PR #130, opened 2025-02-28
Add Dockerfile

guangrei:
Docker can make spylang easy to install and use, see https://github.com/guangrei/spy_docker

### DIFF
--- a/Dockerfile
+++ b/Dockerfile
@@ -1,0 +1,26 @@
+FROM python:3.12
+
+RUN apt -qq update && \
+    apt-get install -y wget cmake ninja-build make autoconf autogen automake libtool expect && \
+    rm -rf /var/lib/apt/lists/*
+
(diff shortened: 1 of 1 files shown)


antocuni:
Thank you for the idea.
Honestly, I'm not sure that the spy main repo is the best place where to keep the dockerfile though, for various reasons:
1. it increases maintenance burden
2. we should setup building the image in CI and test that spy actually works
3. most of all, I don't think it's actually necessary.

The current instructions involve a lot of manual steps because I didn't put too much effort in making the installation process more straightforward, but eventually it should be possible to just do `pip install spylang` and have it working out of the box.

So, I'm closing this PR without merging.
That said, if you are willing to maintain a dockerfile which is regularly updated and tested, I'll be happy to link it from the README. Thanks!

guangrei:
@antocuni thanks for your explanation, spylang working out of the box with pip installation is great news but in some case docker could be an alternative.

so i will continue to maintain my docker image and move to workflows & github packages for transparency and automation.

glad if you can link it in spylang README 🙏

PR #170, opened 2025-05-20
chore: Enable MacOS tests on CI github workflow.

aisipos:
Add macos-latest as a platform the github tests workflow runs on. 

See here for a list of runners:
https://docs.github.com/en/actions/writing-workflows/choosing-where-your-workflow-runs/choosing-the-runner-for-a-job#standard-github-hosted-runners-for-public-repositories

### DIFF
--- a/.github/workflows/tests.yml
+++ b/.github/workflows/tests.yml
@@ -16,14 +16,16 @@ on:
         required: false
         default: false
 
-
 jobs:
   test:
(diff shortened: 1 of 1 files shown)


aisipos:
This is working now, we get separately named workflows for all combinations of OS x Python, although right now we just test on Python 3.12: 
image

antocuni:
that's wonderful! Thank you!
______________________________
Everything from the line containing "Add macos-latest as" to the final line of the entries above should be output exactly, and nothing more.

- _EXERCISE SOLUTION_:
Add macos-latest as a platform the github tests workflow runs on. 

See here for a list of runners:
https://docs.github.com/en/actions/writing-workflows/choosing-where-your-workflow-runs/choosing-the-runner-for-a-job#standard-github-hosted-runners-for-public-repositories

### DIFF
--- a/.github/workflows/tests.yml
+++ b/.github/workflows/tests.yml
@@ -16,14 +16,16 @@ on:
         required: false
         default: false
 
-
 jobs:
   test:
(diff shortened: 1 of 1 files shown)


aisipos:
This is working now, we get separately named workflows for all combinations of OS x Python, although right now we just test on Python 3.12: 
image

antocuni:
that's wonderful! Thank you!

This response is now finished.